Asymptotic normality of a Sobol index estimator in Gaussian process regression framework

TL;DR

This paper establishes the asymptotic normality of Sobol index estimators derived from Gaussian process surrogates, enabling confidence interval construction in global sensitivity analysis of complex models.

Contribution

It provides theoretical conditions for the asymptotic normality of Sobol index estimators within Gaussian process regression frameworks, facilitating uncertainty quantification.

Findings

Conditions for asymptotic normality are derived.

Method validated on a heat equation example.

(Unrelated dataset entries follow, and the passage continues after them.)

Issue #192, opened 2020-05-14
Introduce StaticAnalysisScore


artem-smotrakov:
Both `LgtmScore` and `FindSecBugsScore` assess how a project uses static analysis. It's not necessary for a project to use both (or even more tools). The scores may be combined to a `StaticAnalysisScore`. Let's add `StaticAnalysisScore`.

PR #222, opened 2020-06-10
Added StaticAnalysisScore

artem-smotrakov:
This is a part of #192
 
- Added a new `StaticAnalysisScore` that is based on `LgtmScore` and `FindSecBugsScore`.
- Added a couple of helper methods in `AbstractScore`.
- Updated `LgtmScore` and `FindSecBugsScore` to return unknown and N/A values if necessary.
- Added `StaticAnalysisScore.Verification`.
- Added test vectors for `StaticAnalysisScore`.
- Added `StaticAnalysisScoreVerification` test and updated other tests.

Next, I'm planning to add the new score to the open-source security score.

### DIFF
--- a/src/main/java/com/sap/sgs/phosphor/fosstars/model/score/AbstractScore.java
+++ b/src/main/java/com/sap/sgs/phosphor/fosstars/model/score/AbstractScore.java
@@ -26,6 +26,9 @@ import org.apache.logging.log4j.Logger;
  */
 public abstract class AbstractScore implements Score {
 
+  /**
+   * No description.
+   */
   static final String EMPTY_DESCRIPTION = "";
 
   /**
@@ -50,7 +53,7 @@ public abstract class AbstractScore implements Score {
    *
    * @param name A name of the score.
    */
-  AbstractScore(String name) {
+  public AbstractScore(String name) {
     this(name, EMPTY_DESCRIPTION);
   }
 
@@ -60,7 +63,7 @@ public abstract class AbstractScore implements Score {
    * @param name A name of the score.
    * @param description A description of the score (may be empty).
    */
-  AbstractScore(String name, String description) {
+  public AbstractScore(String name, String description) {
     Objects.requireNonNull(name, "Hey! Score name can't be null!");
     Objects.requireNonNull(description, "Hey! Score description can't be null!");
     if (name.isEmpty()) {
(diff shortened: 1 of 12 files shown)


src/main/java/com/sap/sgs/phosphor/fosstars/model/score/AbstractScore.java
```diff
@@ -240,4 +252,50 @@ static ScoreValue calculateIfNecessary(Score score, ValueHashSet values) {
...
   }
+
+  /**
+   * Checks if all values are unknown.
+   *
+   * @param values The values to be checked.
+   * @return True if all values are unknown, false otherwise.
+   * @throws IllegalArgumentException If values are empty.
+   */
+  protected static boolean allUnknown(Value... values) {
```
Sachpat, line 263: I would name this method as areAllUnknown()

src/main/java/com/sap/sgs/phosphor/fosstars/model/score/AbstractScore.java
```diff
@@ -240,4 +252,50 @@ static ScoreValue calculateIfNecessary(Score score, ValueHashSet values) {
...
+  }
+
+  /**
+   * Checks if all values are N/A.
+   *
+   * @param values The values to be checked.
+   * @return True if all values are N/A, false otherwise.
+   * @throws IllegalArgumentException If values are empty.
+   */
+  protected static boolean allNotApplicable(Value... values) {
```
Sachpat, line 286: The same areAllNotApplicable()

src/main/java/com/sap/sgs/phosphor/fosstars/model/score/AbstractScore.java
artem-smotrakov: I would do that as well if it was not a static method. Then, client code would look like this:

```java
if (values.areAllUnknown()) {
```

Here we have a static method, and client code looks like the following:

```java
if (allUnknown(values)) {
```

It looks fine to me. Please let me know if you see any issue here. Otherwise, let's please keep it as-is.

Sachpat: OK )

artem-smotrakov:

Enables confidence interval construction for sensitivity indices.

Abstract

Stochastic simulators such as Monte-Carlo estimators are widely used in science and engineering to study physical systems through their probabilistic representation. Global sensitivity analysis aims to identify the input parameters which have the most important impact on the output. A popular tool to perform global sensitivity analysis is the variance-based method which comes from the Hoeffding-Sobol decomposition. Nevertheless, this method requires an important number of simulations and is often unfeasible under reasonable time constraint. Therefore, an approximation of the input/output relation of the code is built with a Gaussian process regression model. This paper provides conditions which ensure the asymptotic normality of a Sobol's index estimator evaluated through this surrogate model. This result allows for building asymptotic confidence intervals for the considered Sobol index estimator. The presented method is successfully applied on an academic example on the heat equation.